The overall goal of our research program is to develop better treatment strategies for the prevention of vision loss due to microbial keratitis, as well as increasing our understanding of ocular biology through host-pathogen interaction analysis. This specific study will elucidate a novel host-pathogen interaction important for bacterial infection of the ocular surface. We are focusing on a class of bacteria that frequently cause ocular infections and multidrug resistant hospital infections, the Enterobacteriaceae, that is understudied with respect to ocular infections. Importantly, we will be using recent clinical isolates derived from contact lens associated keratitis event rather than non-ocular laboratory strains that may not share ocular virulence factors. Using the member of the Enterobacteriaceae that most commonly causes keratitis as a model organism, Serratia marcescens, we have uncovered a novel host-pathogen interaction that we will define in this study. Namely, a step in bacteria-mediated ocular cell death is the formation of a distinct type of membrane bleb. Preliminary data indicates the mechanism underlying bleb induction by S. marcescens requires a bacterial type V secretion system, a cytolysin, and a conserved but unstudied stress regulator we are calling GumB. Taking advantage of our state of the art microscopy facility, molecular tools, tunable expression systems, and ocular infection models, we are poised to complete our research goals.

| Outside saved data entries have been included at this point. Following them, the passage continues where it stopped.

PR #299, opened 2025-02-25
Fix PA unknown option parsing

dyastremsky:
Fix unknown option parsing in Perf Analyzer.

Passing unit tests:
image

Error output:
image


src/command_line_parser.cc
```diff
@@ -1837,16 +1837,23 @@ CLParser::ParseCommandLine(int argc, char** argv)
...
+                "Error: Invalid short option '-" +
+                    std::string(1, static_cast<char>(optopt)) + "'",
+                GENERIC_ERROR);
+          } else if (arg.rfind("--", 0) == 0 && optopt == 0) {
+            throw PerfAnalyzerException(
+                "Error: Invalid long option '" + arg + "'", GENERIC_ERROR);
+          } else if (
+              optarg == nullptr && optind > 1 && argv[optind - 1][0] == '-') {
+            throw PerfAnalyzerException(
+                "Error: Missing value for option '" + arg + "'", GENERIC_ERROR);
```
matthewkotila, line 1853: This is really hard to read--can this be rewritten? Maybe with helper functions?

dyastremsky: Good feedback. I updated some of the variable names and added booleans to make this easier to read.

src/command_line_parser.cc
```diff
@@ -1837,16 +1837,31 @@ CLParser::ParseCommandLine(int argc, char** argv)
...
-          } else if (optind > 1 && argv[optind - 1][0] == '-') {
-            Usage(
-                "Error: Invalid long option: '" +
-                std::string{argv[optind - 1]} + "'");
+          std::string last_arg =
+              (optind > 1) ? std::string(argv[optind - 1]) : "";
+
+          bool is_invalid_short_option = optopt && isprint(optopt);
+          bool is_invalid_long_option =
+              last_arg.rfind("--", 0) == 0 && optopt == 0;
```
matthewkotila, line 1845: Since we're using c++ 20 can we use [startswith()](https://en.cppreference.com/w/cpp/string/basic_string/starts_with)?

src/command_line_parser.cc
```diff
@@ -1837,16 +1837,31 @@ CLParser::ParseCommandLine(int argc, char** argv)
...
+          bool is_missing_value =
+              (optarg == nullptr && optind > 1 && last_arg[0] == '-');
```
matthewkotila, line 1847: What does `optind > 1` actually mean? It's little things like this that if the code can better explain, we'll be able to maintain it more easily going forward.

dyastremsky: It means that the index is greater than 1. The logic that this required was relatively complex. I tried to simplify it as much as I could, but anything simpler would fail some edge cases.

If you have simpler logic or a better way to do this, please feel free to suggest a path forward. I'd happily have this be more intuitive. Whoever wrote the code originally made the choice to use `getopt`, so I had to learn it to make this code work within the getopt framework. If an engineer isn't familiar with getopt, they'd have to read docs to understand how parsing working unless we want to use a different parsing framework and change the file to use it.

src/command_line_parser.cc
dyastremsky: My counter to this would be that the rest of the file using rfind, not starts_with. We can create a refactor ticket, but I'd rather be consistent if we're making a change for stylistic reasons.

matthewkotila: I've actually started to change my philosophy on this.

We will never get around to changing all the other stuff. I prefer to break patterns if it involves writing code that is locally easier to maintain.

src/command_line_parser.cc
matthewkotila: What does the index being greater than 1 mean?

dyastremsky: @nicolasnoble, can we get your suggestions here? I don't know how to convert this into something more readable. I learned the `getopt_long` flags and options because that's what this parser uses, but short of turning this code into a lesson on how to use the C library, I don't know any way to make it easier for a user to read this.

src/command_line_parser.cc
dyastremsky: I tried changing it to use `starts_with` and it complained that the member does not exist. I followed [our build instructions](https://github.com/triton-inference-server/perf_analyzer/blob/main/docs/install.md#build-from-source).

src/command_line_parser.cc
nicolasnoble: We... could refactor the whole of the CLI parser, really. I've written and used command line parsers, and there's some that are readily available, like https://github.com/Taywee/args which is a single header MIT licensed parser, meaning it's a very simple dependency to add. It'd be a bit (?) of an undertaking to overhaul the current parser to use this instead, but it's probably worth it and would reduce a lot of the cruft we currently have.

nicolasnoble: Thinking about it a bit more, it's probably doable to have two flags systems co-existing in order to migrate from a C-style getops to a C++ interface instead piece by piece, in order to avoid having to refactor everything all at once. We'll try to discuss this tomorrow.

src/command_line_parser.cc
matthewkotila: You did `last_arg.starts_with("--")`?

Strange. cmake tells g++ to use `--std=c++20` [here](https://github.com/triton-inference-server/perf_analyzer/blob/aed6e3d4dddf18a5f13c60152f2433c33eb808a2/src/CMakeLists.txt#L241) and [here](https://github.com/triton-inference-server/perf_analyzer/blob/9e682f4550cb9635b2254fba10c4baa47cd27f39/CMakeLists.txt#L32)...

src/command_line_parser.cc
matthewkotila: I think a whole refactor is a great idea but too big for this PR.

I answered my own question by asking chatgpt and reading the docs.

The reason for checking `optind > 1` is basically to answer the question "has at least one option already been processed?", which kinda makes sense because an option with a required argument would need to first process the option itself (--my-option, i.e. optind=1) before moving on to process the options value (my_value, .e.g. --my-option=my_value, i.e. optind=2).

src/command_line_parser.cc
dyastremsky: I did. Let me try a clean rebuild again shortly. It looks like the version of gcc and CMake that apt gets should support C++ 20, but we'll see.

src/command_line_parser.cc
matthewkotila: I'm ok with it as whatever it is right now.

src/command_line_parser.cc
matthewkotila: I tested a small explain of starts_with in the main function of PA and compiled and it worked.

matthewkotila: I figured out the issue, it's from building the unit tests binary, it was missing a similar declaration of c++20.

Can you add this to src/CMakeLists.txt:417?

```cmake
target_compile_features(
  perf_analyzer_unit_tests
  PRIVATE
    cxx_std_${TRITON_MIN_CXX_STANDARD}
)

```

dyastremsky: Thanks for investigating and finding a fix! I thought it might be CMake-related. I need to invest more time into understanding CMake when I have capacity.

matthewkotila: My long-term goal is to have the cmake clean enough where there isn't as much of a need to be a wizard at it.

nicolasnoble: > My long-term goal is to have the cmake clean enough where there isn't as much of a need to be a wizard at it.

I don't think that's possible :P

dyastremsky: @matthewkotila, your change worked for compiling. The unit tests were passing locally but then were hanging mid-way through. I'm rerunning them now and seeing if the CI passes.

dyastremsky: I have been trying to run locally but it keeps hanging:
image

And it's failing the CI as well, though it does seem to finish there. I am trying to rerun it in case it's a one-off.

As a note, respectfully, this is why I prefer to batch new changes into their own PR. I appreciate your point that this is about readability and not just style, but at this point, it has failed to compile, you needed to spend time figuring out how to get it to compile, and now I have hangs/failures that I cannot explain. I have spent several extra hours on this on and off. I'm neither super familiar with this PA code nor am I familiar with the C++ 20 functions, so me introducing them here has resulted in a lot of work that was not accounted for in the initial ticket or PR whereby I was just trying to fix the CI failure. I don't think the work was justified. It's possible the work would have been quick for someone more familiar with this class and C++ 20, but I think introducing new code that one is unfamiliar always comes with risk.

ganeshku1: Thank you @matthewkotila and appreciate the efforts here.
Not trying to discourage the good suggestion about changes related to C++20, Can we create a follow up ticket for the C++ 20 changes and make the changes as part of that ticket?
We can take that task up as soon as next sprint?

ganeshku1: Looks like David Y already made the changes. If this is holding up lets create a separate PR and ticket for further changes related to C++20.

dyastremsky: I added the C++ 20 change, but it's resulted in a failure in the CI and a hang locally with no clear explanation for why that would have made the difference. Reverting it and creating a follow-up ticket for C++ 20 changes sounds really good to me, if the team is okay with it.

I'm going to revert the change and see if it then passes CI again.

matthewkotila: Oh, yeah, sure if adding c++20 here causes new issues then that makes sense to postpone that component of the cleanup 😅.

To be clean, I want an optimization between clean code and quick PRs, haha...

dyastremsky: Actually, PA unit tests are still hanging locally, and I don't think the failure is related to my changes. @matthewkotila, is it possible it has to do with https://github.com/triton-inference-server/perf_analyzer/pull/293? It looks like it's this failure: `test_profile_data_exporter.cc:219: FATAL ERROR: test case CRASHED: SIGSEGV - Segmentation violation signal`.

dyastremsky: Validated the theory. Even after reverting, the CI fails in the same spot. I think this is a new failure that was introduced in the last 24 hours, unrelated to this change. We can leave the C++ 20 update, but we do need to fix the new SIGSEGV which exists independently from this PR.

matthewkotila: I determined the root cause of the hanging (seg fault in my case) and fixed with latest commit.

Running new CI, after it passes, we can merge this.

src/test_profile_data_exporter.cc
```diff
@@ -244,9 +246,9 @@ TEST_CASE("profile_data_exporter: AddDataToJSON")
         reinterpret_cast<const uint8_t*>(data),
         reinterpret_cast<const uint8_t*>(data) + sizeof(data));
     exporter.AddDataToJSON(json, buf, "BOOL");
-    CHECK(json[0] == true);
-    CHECK(json[1] == false);
-    CHECK(json[2] == true);
+    CHECK(json[0].GetBool() == true);
+    CHECK(json[1].GetBool() == false);
+    CHECK(json[2].GetBool() == true);
```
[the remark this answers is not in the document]
dyastremsky: Great job, thanks for adding these fixes! 👏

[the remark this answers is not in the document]
dyastremsky: @nv-hwoo @ganeshku1, would either of you be able to do a quick review? Matt and I can't approve this PR for merging.

nv-hwoo (approved):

Our aims will: 1) address the hypothesis that a type V secretion system involving cytolysin proteins ShlB and ShlA is necessary and sufficient to induce membrane blebs in human ocular cells. This will introduce a completely new mechanism by which bacteria influence corneal cells; 2) determine the mechanism by which GumB regulates bleb formation and cytotoxicity to corneal epithelial cells.
This aim will uncover the role of GumB as a virulence factor regulator, which is a conserved bacterial protein found in many species associated with ocular host-pathogen interactions; 3) establish the role of GumB in ocular virulence using a rabbit contact lens keratitis model. This work will show that GumB is a novel master regulator of ocular virulence factors, and will identify those factors. These studies have the potential to discover an entirely new mechanism by which bacteria impact human cells and corneal disease. The long-term implication is that CL-associated keratitis is due, at least in part, to this host-pathogen interaction. The resolution of this mechanism could establish the foundation for more effective infection treatments, such as through chemical inhibition of the proteins studied here.
Eye infections caused by bacteria are a common and costly vision-threatening problem in the United States and abroad. Our project will define how an understudied class of bacteria damages cells on the surface of the eye. The scientific mechanism uncovered by this study could establish the foundation for more effective treatments, which are especially important to find given the rise of antibiotic resistant bacteria in the clinic and community.